**What the task asks**
Give the number of lines in the data below that contain "used", and only that number.

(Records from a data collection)
* * * * * * * * *

PR #1000, opened 2023-04-19
fix zerodivision

liususan091219:

Fix the bug https://github.com/microsoft/FLAML/actions/runs/4736844088/jobs/8408907423?pr=999

## Checks

- [ ] I've used [pre-commit](https://microsoft.github.io/FLAML/docs/Contribute#pre-commit) to lint the changes in this PR, or I've made sure [lint with flake8](https://github.com/microsoft/FLAML/blob/816a82a1155b4de4705b21a615ccdff67c6da379/.github/workflows/python-package.yml#L54-L59) output is two 0s.


flaml/automl/model.py
```diff
@@ -1169,19 +1169,19 @@ def predict(self, X, **pred_kwargs):
 
         kwargs = {} if self._task not in NLG_TASKS else {"metric_key_prefix": "predict"}
         try:
-            predictions = new_trainer.predict(test_dataset, **kwargs)
+            predictions = new_trainer.predict(test_dataset, **kwargs).predictions
         except ZeroDivisionError:
             logger.warning("Zero division error appeared in HuggingFace Transformers.")
             predictions = np.array([0] * len(test_dataset))
```
sonichi, line 1175: no return in this case?

thinkall (changes requested):
Could you add a test case to cover this?

thinkall:
https://github.com/microsoft/FLAML/actions/runs/4738979125/jobs/8413392652?pr=1000#step:14:429

@sonichi Do we need to care about this?
```
FAILED test/automl/test_classification.py::TestClassification::test_parallel_xgboost - ValueError: Ray component dashboard_agent_http is trying to use a port number 52365 that is used by other components.
```

sonichi:
> https://github.com/microsoft/FLAML/actions/runs/4738979125/jobs/8413392652?pr=1000#step:14:429
> 
> @sonichi Do we need to care about this?
> 
> ```
> FAILED test/automl/test_classification.py::TestClassification::test_parallel_xgboost - ValueError: Ray component dashboard_agent_http is trying to use a port number 52365 that is used by other components.
> ```

I guess that's transient. But this error needs to be addressed: https://github.com/microsoft/FLAML/actions/runs/4738979125/jobs/8413393167?pr=1000#step:13:177
which is what my comment suggested. @liususan091219

liususan091219:
> https://github.com/microsoft/FLAML/actions/runs/4738979125/jobs/8413392652?pr=1000#step:14:429
> 
> @sonichi Do we need to care about this?
> 
> ```
> FAILED test/automl/test_classification.py::TestClassification::test_parallel_xgboost - ValueError: Ray component dashboard_agent_http is trying to use a port number 52365 that is used by other components.
> ```



> Could you add a test case to cover this?

Yes, the test case was added in PR 926: https://github.com/microsoft/FLAML/pull/926/files, but later found that PR wasn't complete, this PR is meant to fix it.

flaml/automl/model.py
sonichi: where is the fix? I don't see any change.

sonichi (approved):

thinkall (approved):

* * * * * * * * *

**Solution for this problem**
4